CRISPR-Cas genome editing tool: a narrow lane of cancer therapeutics with potential blockades.

In recent, clustered regularly interspaced short palindromic repeats (CRISPR)-associated nucleases (Cas) system is emerging as a versatile genome editing tool with applications in basic science, preclinical and translational biology. This CRISPR-Cas genome editing tool is known as a precise and effective option to correct a part of the genome that may have implications in many human diseases including cancer associated genes such as oncogenes and onco-suppressors. Besides robust potential to edit target genes, CRISPR-Cas editing technology displays cellular alterations in the form of activation of DNA double strand break repair system and bringing genomic instability. As a consequence of repair of DNA double strand breaks, highly mitotically active cells may face hyper-DNA repair systems and there may be sometimes a situation leading to error prone mutations and unwanted genomic integrity. Additionally, the use of CRISPR-Cas editing technology in cancer therapy is limited in the backdrop of genotype and epigenomic heterogeneity in tumors. Therefore, a precaution should be considered to employ CRISPR-Cas technology in cancer therapy in view of tumor heterogeneity and environmental pressure. 2020 Translational Cancer Research. All rights reserved.

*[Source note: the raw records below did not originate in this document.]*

PR #1965, opened 2022-11-04
fix(Retail): Fix SearchWithQueryExpansionTest

chenlei1216:
With the test query and page size 10 our backend only returns 1 page of result currently. Fix the test case to only check the first page.


amanda-tarafa (approved):
LGTM

PR #1971, opened 2022-11-08
chore(firestore): update region tags to use product prefix

meredithslota:
Note: these are not used, according to my tracking sheet, so let's see if SnippetBot agrees. :) 

Context: [go/firestore-region-tags-normalization-2020q4](https://goto.google.com/firestore-region-tags-normalization-2020q4)


amanda-tarafa (approved):
LGTM. And SnippetBot agrees!

PR #1983, opened 2022-11-30
fix(tasks): add main method + clarify arg structure

ace-n:


cloudtasks/api/TasksSample/TasksSample.csproj
```diff
@@ -1,7 +1,7 @@
 <Project Sdk="Microsoft.NET.Sdk">
   <PropertyGroup>
     <TargetFramework>net6.0</TargetFramework>
-
+    <GenerateProgramFile>false</GenerateProgramFile>
```
ace-n, line 4: Added based on [this blog post](https://andrewlock.net/fixing-the-error-program-has-more-than-one-entry-point-defined-for-console-apps-containing-xunit-tests/).

cloudtasks/api/TasksSample/CreateTask.cs
```diff
@@ -50,5 +51,11 @@ class CreateAppEngineTask
         Console.WriteLine($"Created Task {response.Name}");
         return response.Name;
     }
+
+    public static void Main(string[] args)
+    {
+        var snippet = new CreateAppEngineTask();
+        snippet.CreateTask();
+    }
```
amanda-tarafa, line 59: We have been streadily moving away from Main methods in C#, we don't need them as we can have parameters with default values.
Any particular reason this is needed here?

cloudtasks/api/TasksSample/CreateTask.cs
```diff
@@ -22,6 +22,7 @@
 class CreateAppEngineTask
 {
     public string CreateTask(
+        // TODO<developer>: replace these values
```
amanda-tarafa, line 25:
```suggestion
        // TODO<developer>: Call this method by passing correct values for the following parameters or change the parameters' default values.
```

ace-n: Added!

cloudtasks/api/TasksSample/CreateTask.cs
ace-n: Clarified internally - this has since been reverted.

cloudtasks/api/TasksSample/TasksSample.csproj
ace-n: This has since been reverted

amanda-tarafa (approved):
LGTM, thanks!

PR #2014, opened 2023-01-10
chore: Update all samples to Functions Framework v2

jskeet:
(Initially to FF v2.0.0-beta01, but we can get it ready that way, then quickly swap out the dependencies after FF v2 has gone GA.)

Note that the C# code changes are basically just using file-scoped namespaces, which reduce the indent level (particularly handy for samples).


amanda-tarafa (approved):
LGTM

jskeet:
(Will leave this as-is until FF2 has been released.)

jskeet:
I've now updated this to v2

PR #2078, opened 2023-02-27
chore(storage): remove nested region tag

meredithslota:
Addressing this TODO: remove the storage_set_bucket_public_iam tag later as it is already declared in MakeBucketPublic.cs

### DIFF
--- a/storage/api/Storage.Samples/MakePublic.cs
+++ b/storage/api/Storage.Samples/MakePublic.cs
@@ -12,10 +12,7 @@
 // See the License for the specific language governing permissions and
 // limitations under the License.
 
-//TODO: remove the storage_set_bucket_public_iam tag later as it is already declared in MakeBucketPublic.cs
-
 // [START storage_make_public]
-// [START storage_set_bucket_public_iam]
 
 using Google.Apis.Storage.v1.Data;
 using Google.Cloud.Storage.V1;
@@ -38,5 +35,4 @@ public class MakePublicSample
     }
 }
 
-// [END storage_set_bucket_public_iam]
 // [END storage_make_public]


meredithslota:
The region tag that SnippetBot is concerned about also exists here: https://github.com/GoogleCloudPlatform/dotnet-docs-samples/blob/main/storage/api/Storage.Samples/MakeBucketPublic.cs so this is removal of a duplicate tag, not removal of the tag entirely.

amanda-tarafa:
The thing is that the documentation is linking to the file from which you are trying to remove the region tag. So you first need to update the docs to reference the other file, and then we can delete this one because SnippetBot will stop complaining.

See here: https://cloud.google.com/storage/docs/access-control/making-data-public#storage-make-object-public-csharp and then click on the "View on GitHub" button.

meredithslota:
Gotcha. This CL is pending: https://critique.corp.google.com/cl/512737328

amanda-tarafa (approved):

amanda-tarafa:
CL has been merged, we now need to wait for doc publication to catch up. I'll merge when that happens. Thanks!

amanda-tarafa:
@meredithslota not sure why the page is taking so long in using the new sample, let's give it another day and see what happens.

amanda-tarafa:
The documentation page has not yet been updated, even though the CL was merged a while back. SnippetBot is complaining and rightly so, at the moment, if we were to delete this region tag from this file, we would break documentation.

amanda-tarafa:
I've looked closer and the original cl only handled part of the changes needed. @meredithslota  I've sent another cl for review that completes the work. Once that's in, and the change propagates to docs, we'll be able to merge this.

amanda-tarafa:
SnippetBot is finally green. Merging.

PR #2117, opened 2023-04-05
chore: update bigquery quickstart to fetch project id from env variable

hemanshv:
updated the big query sample to fetch project id from env variable.


jskeet (approved):
This change looks okay to me - I don't have background as to the rest of the sample.

Rishabh-V (approved):
LGTM

PR #2118, opened 2023-04-06
DLP: Added sample for Inspect custom regex

jainamtrivedi-crest:
- Added sample for [Inspect Custom Regex](https://cloud.google.com/dlp/docs/creating-custom-infotypes-regex#dlp-inspect-custom-regex-java) and unit tests

### DIFF
--- a/dlp/api/Snippets.Tests/InspectDataWithCustomRegexTests.cs
+++ b/dlp/api/Snippets.Tests/InspectDataWithCustomRegexTests.cs
@@ -1,0 +1,38 @@
+﻿// Copyright 2023 Google Inc.
+//
+// Licensed under the Apache License, Version 2.0 (the "License");
+// you may not use this file except in compliance with the License.
+// You may obtain a copy of the License at
+//
+//     http://www.apache.org/licenses/LICENSE-2.0
+//
+// Unless required by applicable law or agreed to in writing, software
+// distributed under the License is distributed on an "AS IS" BASIS,
+// WITHOUT WARRANTIES OR CONDITIONS OF ANY KIND, either express or implied.
+// See the License for the specific language governing permissions and
+// limitations under the License
+
+using Google.Cloud.Dlp.V2;
+using Xunit;
+
+namespace GoogleCloudSamples
+{
+    public class InspectDataWithCustomRegexTests : IClassFixture<DlpTestFixture>
+    {
+        private DlpTestFixture _fixture;
+        public InspectDataWithCustomRegexTests(DlpTestFixture fixture) => _fixture = fixture;
+
+        [Fact]
+        public void TestInspectDataWithCustomRegex()
+        {
+            string mrn = "444-5-22222";
+            string textToInspect = $"Patients MRN {mrn}";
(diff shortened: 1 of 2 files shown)


dlp/api/Snippets/InspectDataWithCustomRegex.cs
```diff
@@ -0,0 +1,79 @@
...
+using Google.Cloud.Dlp.V2;
+
+public class InspectDataWithCustomRegex
+{
+    public static InspectContentResponse InspectDataCustomRegex(string projectId, string text, string customRegex, InfoType infoType = null)
+    {
+        // Instantiate a client.
+        var dlp = DlpServiceClient.Create();
+
+        // Construct the byte content item.
```
ivanmed, line 28: I think there is no need for byteContentItem here, you can just assign the 'text' parameter directly to ContentItem.Value, something like:
var contentItem = new ContentItem { Value = text };

jainamtrivedi-crest: Removed the byte content item. In JAVA code sample, they have used byte content item; So, I used it here as well

ivanmed (approved):

dlp/api/Snippets.Tests/InspectDataWithCustomRegexTests.cs
```diff
@@ -0,0 +1,38 @@
...
+        private DlpTestFixture _fixture;
+        public InspectDataWithCustomRegexTests(DlpTestFixture fixture) => _fixture = fixture;
+
+        [Fact]
+        public void TestInspectDataWithCustomRegex()
+        {
+            string mrn = "444-5-22222";
+            string textToInspect = $"Patients MRN {mrn}";
+            string customRegexPattern = "[1-9]{3}-[1-9]{1}-[1-9]{5}";
+            InfoType infoType = new() { Name = "C_MRN" };
```
amanda-tarafa, line 31: tiny nit: Be consistent, you have been using: 
```suggestion
            var infoType = new InfoType { Name = "C_MRN" };
```

dlp/api/Snippets.Tests/InspectDataWithCustomRegexTests.cs
```diff
@@ -0,0 +1,38 @@
...
+            var result = InspectDataWithCustomRegex.InspectDataCustomRegex(_fixture.ProjectId, textToInspect, customRegexPattern, infoType);
+            var findings = result.Result.Findings;
+            Assert.Single(findings);
+            Assert.Equal(mrn, findings[0].Quote);
```
amanda-tarafa, line 35:
```suggestion
            var finding = Assert.Single(findings);
            Assert.Equal(mrn, finding.Quote);
```

amanda-tarafa (changes requested):
A couple of changed but otherwise looks good.

dlp/api/Snippets.Tests/InspectDataWithCustomRegexTests.cs
jainamtrivedi-crest: Changed.

amanda-tarafa (approved):
Thanks!

PR #370, opened 2017-05-31
Serialize variable length metadata

mulkieran:
This PR achieves the serialization of all the variable length metadata fields that the current implementation of Stratis supports.


mulkieran:
@agrover @trgill review?

PR #373, opened 2017-05-31
Add a function to obtain BlockDevs from metadata

mulkieran:
This PR adds a function to obtain BlockDevs belonging to a pool from the pool's metadata. It also adds methods to distinguish between two BlockDev sizes, its current capacity and the size that it was recorded to have in the metadata. A difference between these two numbers may be cause for a warning or other action at a later stage.

The function ```get_pool_blockdevs``` is quite conservative. This is correct, but at a future date it might be reasonable to make it less conservative. For example, if any blockdev belonging to any pool can not be instantiated, the entire method returns an error. In future, it might make sense to modify the method so that a failure for one pool's blockdevs still allows it to discover the BlockDevs for other pools. This would allow Stratis to be set up with a subset of the pools it thinks it should have.

### DIFF
--- a/src/engine/strat_engine/blockdev.rs
+++ b/src/engine/strat_engine/blockdev.rs
@@ -56,7 +56,7 @@ impl BlockDev {
     /// List the available-for-upper-layer-use range in this blockdev.
     pub fn avail_range(&self) -> Segment {
         let start = self.bda.size();
-        let size = self.size();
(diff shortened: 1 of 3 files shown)


mulkieran:
rebased

mulkieran:
@agrover @trgill review?

agrover:
Looks great! 👍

About CRISPR-Cas9 genome editing technology

From precellular evolution to cellular evolution, the contribution of RNA world theory is well appreciated. In recent decades, the discovery of a key components in adaptive immune systems of bacteria has revolutionized cellular and molecular biology (1,2). A discovery of clustered regularly interspaced short palindromic repeats (CRISPR)-associated nucleases (Cas) system in bacterial defense system that employs both and RNA and proteins to achieve precision and efficient genome engineering (2-9). In fact, such discovery strengthens the importance of RNA in cellular evolution and adaptations. To remove ambiguity among reported CRISPR-Cas systems, three major types are denoted with signature genes such as Cas3 in type I systems, Cas9 in type II, and Cas10 in type III systems (9-15). The common feature among these CRISPR-Cas systems is to be seen as one of RNA based adaptable defense system in bacteria. In essence, CRISPR-Cas9 system is elegantly shown to employ two RNAs as crRNA that complex with a tracrRNA to achieve the targeting of nuclease Cas9 to specific DNA sequences. Actually, fusion of tracrRNA and crRNA is designated as single guide RNA (sgRNA) that directs CRISPR-Cas9 nuclease to position on target DNA sequence (12-15). In other way, Cas9 nuclease in complex with crRNA utilize tracrRNA as an accessory RNA to cleave target DNA sequence that is complimentary to crRNA (12-15).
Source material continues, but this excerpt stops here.